Receptors can either be specialised endings of afferent neurons or a separate receptor cell
The difference between the two is that the separate receptor cell acts as an intermediary between the sensory input and a neuron through something similar to synaptic transmission whilst specialised afferent ending neurons do not have this intermediary step and are directly stimulated by stimuli
What is a graded potential?
Graded potentials are changes in membrane potential that vary in size, as opposed to being all-or-none.
The main difference between graded potential and action potential is that graded potentials are the variable-strength signals that can be transmitted over short distances whereas action potentials are large depolarizations that can be transmitted over long distances.

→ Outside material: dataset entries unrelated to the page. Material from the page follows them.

PR #694, opened 2024-07-10
Include stats for items redirected to an item

myucekul:
Included stats from items redirected to an item when calculating usage stats. Related card: https://trello.com/c/PQLnAKYJ


everreau (approved):
This makes sense to me though, I'm not familiar enough with this code to spot errors from code reading.  I'm happy to take a look at it when it's deployed to dev too.

PR #695, opened 2024-07-19
set charset to avoid encoding problem with longer Unicode chars

myucekul:
Need to set charset to correctly read the stored symbol from DB.


hardyoyo (approved):
looks good to me

PR #697, opened 2024-07-23
PUBD-1311 make default sort order more reasonable

hardyoyo:
This is a draft/work in progress, I'll mark it as so, and will let you know when it's ready to merge. As it is currently written, it uses the unit_id (any unit_id that starts with ucsd_jn_") to trigger a change from the default 'desc' sort order on series pages. This is a temporary fix, we'll need to add a "default_sort" field to unit properties, and then use it set the default sort for the unit.


hardyoyo:
replaced by #698

PR #700, opened 2024-07-24
Implemented series default sorting

myucekul:
Updated the series default logic. The last iteration was sorting within a page. The sorting by ordering_in_sect needs to happen for all items.


hardyoyo (approved):
👍 Looks good

PR #701, opened 2024-07-26
Limit special logic to only the series where pub_order is applied

myucekul:


app/unitPages.rb
```diff
@@ -582,6 +582,11 @@ def getIssueNumberingTitle(unit_id, volume, issue)
   return attrs['numbering'], attrs['title'], attrs['show_pub_dates']
 end
 
+
```
hardyoyo: If this empty method is still present in the deployed code, it should be removed.

PR #702, opened 2024-07-31
Restore date desc sort for non pub order case

myucekul:


hardyoyo (approved):
Looks good to me, and makes sense.

PR #708, opened 2024-08-16
Add cloudwatch config for memory stats

bibliotechy:
Adds a config file to send used memory percentage cloudwatch so we can track memory usage in the beanstalk instances.

Based on [AWS EB documentation](https://docs.aws.amazon.com/elasticbeanstalk/latest/dg/customize-containers-cw.html).


myucekul (approved):
Looks good to me.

Graded potential – dissipates as it spreads out; AP propagates
Pacinian Corpuscle
Sensitive to fast vibrations and deep pressure
Unmyelinated dendrite endings of a sensory nerve fibre
Encapsulated by concentric lamella of CT and located deep in dermis/subcutaneous tissue of all skin
Fast adapting and has big receptive fields
4 elementary attributes of a stimulus
Modality
Location
Intensity
Duration
What is a sensory unit?
A sensory unit is defined as a single sensory axon and all its peripheral branches.
What is a receptive field?
The receptive field of a sensory unit is the spatial distribution from which a stimulus produces a response in that unit.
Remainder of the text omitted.